The entries below should be output exactly as written.

——————

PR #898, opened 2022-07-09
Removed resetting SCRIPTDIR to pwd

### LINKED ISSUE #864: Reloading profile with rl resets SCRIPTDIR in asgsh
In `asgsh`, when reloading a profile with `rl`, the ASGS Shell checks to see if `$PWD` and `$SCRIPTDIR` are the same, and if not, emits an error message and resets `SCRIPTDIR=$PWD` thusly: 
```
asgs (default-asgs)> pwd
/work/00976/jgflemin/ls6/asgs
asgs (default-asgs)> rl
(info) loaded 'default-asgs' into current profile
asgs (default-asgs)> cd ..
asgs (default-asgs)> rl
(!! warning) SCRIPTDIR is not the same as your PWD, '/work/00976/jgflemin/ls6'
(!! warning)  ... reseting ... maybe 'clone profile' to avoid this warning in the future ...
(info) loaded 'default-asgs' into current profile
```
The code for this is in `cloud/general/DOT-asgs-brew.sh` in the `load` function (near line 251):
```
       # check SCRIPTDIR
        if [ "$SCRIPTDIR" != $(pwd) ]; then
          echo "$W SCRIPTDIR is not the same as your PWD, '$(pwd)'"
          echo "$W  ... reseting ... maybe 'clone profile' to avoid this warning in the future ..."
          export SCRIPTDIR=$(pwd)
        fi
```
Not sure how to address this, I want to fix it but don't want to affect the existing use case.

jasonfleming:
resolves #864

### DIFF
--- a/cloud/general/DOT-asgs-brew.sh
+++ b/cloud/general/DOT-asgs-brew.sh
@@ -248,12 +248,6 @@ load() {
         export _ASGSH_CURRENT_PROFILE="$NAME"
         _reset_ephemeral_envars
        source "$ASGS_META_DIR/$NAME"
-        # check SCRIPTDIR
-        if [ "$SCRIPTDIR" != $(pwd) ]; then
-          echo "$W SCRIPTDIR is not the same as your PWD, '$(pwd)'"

——————

- [SOLUTION]
PR #898, opened 2022-07-09
Removed resetting SCRIPTDIR to pwd

### LINKED ISSUE #864: Reloading profile with rl resets SCRIPTDIR in asgsh
In `asgsh`, when reloading a profile with `rl`, the ASGS Shell checks to see if `$PWD` and `$SCRIPTDIR` are the same, and if not, emits an error message and resets `SCRIPTDIR=$PWD` thusly: 
```
asgs (default-asgs)> pwd
/work/00976/jgflemin/ls6/asgs
asgs (default-asgs)> rl
(info) loaded 'default-asgs' into current profile
asgs (default-asgs)> cd ..
asgs (default-asgs)> rl
(!! warning) SCRIPTDIR is not the same as your PWD, '/work/00976/jgflemin/ls6'
(!! warning)  ... reseting ... maybe 'clone profile' to avoid this warning in the future ...
(info) loaded 'default-asgs' into current profile
```
The code for this is in `cloud/general/DOT-asgs-brew.sh` in the `load` function (near line 251):
```
       # check SCRIPTDIR
        if [ "$SCRIPTDIR" != $(pwd) ]; then
          echo "$W SCRIPTDIR is not the same as your PWD, '$(pwd)'"
          echo "$W  ... reseting ... maybe 'clone profile' to avoid this warning in the future ..."
          export SCRIPTDIR=$(pwd)
        fi
```
Not sure how to address this, I want to fix it but don't want to affect the existing use case.

jasonfleming:
resolves #864

### DIFF
--- a/cloud/general/DOT-asgs-brew.sh
+++ b/cloud/general/DOT-asgs-brew.sh
@@ -248,12 +248,6 @@ load() {
         export _ASGSH_CURRENT_PROFILE="$NAME"
         _reset_ephemeral_envars
        source "$ASGS_META_DIR/$NAME"
-        # check SCRIPTDIR
-        if [ "$SCRIPTDIR" != $(pwd) ]; then
-          echo "$W SCRIPTDIR is not the same as your PWD, '$(pwd)'"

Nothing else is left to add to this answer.